Editing Records within the Datastore
--------------

Doing things through the datastore is much the same, just without file dumping. We'll keep using our records from above.

**Technical note**: so long as you're using MySQL, you can have multiple people editing the database at once. This is very useful for any workflow where things are being automatically added to the database. Not something you have to worry about if you've just got a personal store, of course, but something to keep in mind if you have multiple people sharing ex: a SQLite file (which is not safe for concurrent edits!) 

In [None]:
# This object is identical to the state we left `rec` in in the last cell
post_processed_rec = ds.records.get(original_rec_id + "_post")

# That said, it's a new object! Edits made here aren't reflected in `rec`!
post_processed_rec.add_data("favorite_color", "green")

# Edits won't be reflected in the database until we tell it to save our changes
# As such, we shouldn't find any that match yet...
print("Records whose favorite color is green: {} (expect None)"
      .format(list(ds.records.find_with_data(favorite_color="green"))))

# Including edits to existing values
post_processed_rec.set_data("runtime",
                            post_processed_rec.data_values["runtime"] + 100)

# Ready to go!

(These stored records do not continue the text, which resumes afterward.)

PR #514, opened 2024-01-15
feat: add `YAZI_LEVEL` env variable for shells

Isti115:
It can be useful for several purposes, such as detecting nested instances.
For example, I like to have an indicator on my shell prompt line when using a shell that has been launched from my terminal file manager.

For reference, other terminal file managers implementing the same feature:
- https://github.com/ranger/ranger/commit/23b7f16961a7b679dec16f6ee91401a6b8f6ca82
- https://github.com/gokcehan/lf/commit/e82cbb820f5c50e551ca8ac54f3ec87683859dfd

Sorry for anything that's unusual about the way I implemented it, I haven't yet contributed much to Rust projects, so I'm not that familiar with the conventions around the language. I'm happy to receive any reviews and make adjustments as required!

---

ps. As a bonus, here's an example configuration for `starship`, it might be worth adding this to the "Tips" section of the docs, if you agree:
```
[env_var.YAZI]
variable = 'YAZI_LEVEL'
format = 'yz [ $env_value]($style) '
style = 'bold green'
```

### DIFF
--- a/yazi-plugin/src/external/shell.rs
+++ b/yazi-plugin/src/external/shell.rs
@@ -29,18 +29,12 @@ impl ShellOpt {
 }
 
 pub fn shell(opt: ShellOpt) -> Result<Child> {
+	let level = env::var("YAZI_LEVEL").ok().and_then(|s| s.parse::<u32>().ok()).unwrap_or(0);
+
 	#[cfg(unix)]
 	return Ok(unsafe {
 		Command::new("sh")
-			.env(
-				"YAZI_LEVEL",
-				(env::var("YAZI_LEVEL")
-					.ok()
-					.and_then(|lvl_str| lvl_str.parse::<u32>().ok())
-					.unwrap_or(0)
-					+ 1)
-				.to_string(),
-			)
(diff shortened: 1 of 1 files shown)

We push our changes. Now we'll see a match!
ds.records.update(post_processed_rec)
print("Update pushed!")
print("Records whose favorite color is green: {} (expect one)"
      .format(list(ds.records.find_with_data(favorite_color="green"))))

Both styles of post-processing operate on the same basic concepts. Use whichever fits your workflow! In fact, it's possible to use Sina without any JSON files at all, instead creating Record objects and inserting them straight into the database (as we saw in the [basic usage tutorial](basic_usage.html)).